British sailor/adventurer, David Cowper, who already holds several world records decided to take on the quest for the Northwest Passage. Here's his story:
British sailor and explorer David Cowper has successfully transited one of the most difficult routes of the North West Passage, the Hecla and Fury Straits. On 27 August, accompanied by his son, Fred, Cowper became the first to navigate through this passage since William Parry discovered it in 1822 with the ships HMS Hecla and HMS Fury.
He departed from Maryport in Cumbria at the end of July in his strengthened and specially designed 48ft aluminium motorboat Polar Bound, navigating singlehanded to Greenland.
Conditions were ferocious at times, with strong tidal rips, seas of 7m and more and winds gusting over 60 knots. In Hudson Strait they encountered several miles of ‘swirlers’, which he noted was ‘like being in an 18ft sea that couldn’t find its way out of a washing machine; we were trapped in the cabin being washed around with green water flying over Polar Bound.’
The boat was nearly pitchpoled and father and son were bruised from being thrown around. They lay ahull for several hours until the tide turned. David Cowper noted: ‘conditions were atrocious’.
Polar Bound was designed by Dennis Davidson of Murray Cormack Associates and built by New Century Marine in one of the former minesweeper sheds at the old McGruers yard in Rosneath that Cowper owns.

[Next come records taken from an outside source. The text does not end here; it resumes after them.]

Issue #695, opened 2021-06-22
Port from old 3box to new IDX


AnaLoznianu:
https://blog.ceramic.network/migrating-from-3box-to-ceramic-and-idx/amp/

"3Box Labs is sunsetting 3Box products in favor of the new and more powerful combination of Ceramic Network and IDX. In this post we provide a timeline and various upgrade paths for projects currently using 3Box"

trentmc:
https://blog.ceramic.network/migrating-from-3box-to-ceramic-and-idx/amp/

3Box Labs is sunsetting 3Box products in favor of the new and more powerful combination of Ceramic Network and IDX. In this post we provide a timeline and various upgrade paths for projects currently using 3Box

kremalicious:
That issue most likely can't be solved right now as that blog post is from February and not much has changed. We should only start working on this once there is an actual public Ceramic mainnet, which at this point in time there is not. Only test network, and a waitlist for mainnet. Until then this all stays in prototype mode so not really worth starting it

trentmc:
I think it's best to wait as long as possible so that the thing can be maximum stable. But not so long that we get deprecated of course :)

mihaisc:
Tested a bit 
- 2 libraries needed (or more, not sure, didn't get stuff working)
![image](https://user-images.githubusercontent.com/26000280/122927651-f00f9f00-d31d-11eb-87ad-4718692c0dc1.png)
- documentation is not good
- getting errors on basic stuff described in examples 
- few issues on the github repo

mihaisc:
To migrate your account you need to go here and follow the steps https://ceramicstudio.github.io/web-playground/ . First try failed for me, will update.

mihaisc:
Currently the main net is still in closed beta and there is no way to update your idx profile. They say they will migrate the current edit tool from 3box to idx. Until that time i don't think we should migrate since at this point we don't plan on creating a profile page in our market.

mihaisc:
Alternatives to this are welcomed

trentmc:
> Alternatives to this are welcomed

Some  related identity plays, with DIDs at the core.
- [BrightID](https://www.brightid.org). We use it for Sybil tolerance in OceanDAO. Gitcoin does too, and many others. Seems pretty mature.
- [WaltID](https://walt.id/). The deltaDAO folks have integrated it in the Minimum Viable Gaia-X fork of Ocean Market, and work closely with them. WaltID received OceanDAO grants on this.
[...]

PR #1303, opened 2022-04-04
fix "owned by" label on preview

### LINKED ISSUE #1299: owner doesn't change in Preview
**Describe the bug**
If you are in the Preview step in publish and decides to change account, the owner wallet's information doesn't change in the UI. If you exit and enter back to preview, you'll see the change taking place.

**To Reproduce**
1. Go to Publish
2. Fill out until Preview
3. Change wallet's account
4. See old "Owner" account and "Owned by <old account>"

**Expected behavior**
To change in realtime

**Screenshots**
Screen Shot 2022-04-01 at 7 19 50 AM

EnzoVezzaro:
- Fixes #1299 

Changes proposed in this PR:

- fix "owner by" label on preview
- cleanup - remove unused code

### DIFF
--- a/src/components/@shared/Publisher/index.tsx
+++ b/src/components/@shared/Publisher/index.tsx
@@ -2,11 +2,8 @@ import React, { ReactElement, useEffect, useState } from 'react'
 import styles from './index.module.css'
 import classNames from 'classnames/bind'
 import Link from 'next/link'
-import get3BoxProfile from '@utils/profile'
 import { accountTruncate } from '@utils/web3'
 import axios from 'axios'
-import Add from './Add'
-import { useWeb3 } from '@context/Web3'
 import { getEnsName } from '@utils/ens'
 import { useIsMounted } from '@hooks/useIsMounted'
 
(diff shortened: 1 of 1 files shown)


src/components/@shared/Publisher/index.tsx
```diff
@@ -41,13 +38,6 @@ export default function Publisher({
         setAccountEns(accountEns)
         setName(accountEns)
       }
-
-      // 3box
-      const profile = await get3BoxProfile(account, source.token)
```
kremalicious, line 46: removing this effectively removes all 3box support for the publisher line, also for those for which it still works. When looking at current live (v3) market, 3box is still working for all the accounts which have highest liquidity assets:

Screen Shot 2022-04-04 at 13 41 14

Migrating 3box to its successor, or something else, should be left for #695 and for now we leave this in place also for publisher line here

EnzoVezzaro: you're right, 3box restored 👍🏽 thanks for that

mihaisc (approved):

She is shaped like an egg – Cowper would rather describe her as ‘spoon-shaped’ – albeit an egg designed not to crack even under the pressure of 65 tonnes of ice.
Prior to this summer’s Hecla and Fury voyage, Polar Bound underwent a two-year refit, having successfully returned from the Arctic after Cowper’s fifth – and most audacious – transit of the North West Passage, via the McClure Strait, the most northerly of the seven routes, one of a number of ‘firsts’ achieved by this most modest of seafarers.
Polar Bound’s refit has been forensic. Cowper leads me down the double-dogged forehatch in the forepeak, where shelves of plastic boxes contain everything he will need on a voyage he says will last one, maybe two – who knows – three years? A vicious-looking old wooden-handled RNLI boathook rests against the hull, a relic from the Watson, used for cutting weed off clogged propellers.
Watertight bulkheads separate this from the engine room and bow compartment. The space is immensely strong. This is the second line of defence, the first being a stem, already super-strong, further protected by a sharp, hefty strip of aluminium.
Every seacock and valve is accessible; every one has been dismantled and greased. Cowper has a tool for everything. A Dickinson Bering stove in the saloon, insulated with one tonne of rock wool, has been nickel-plated. “I hate rust,” he says with a passion you might express about mice in the rafters.
That's it for now; I'm still shivering!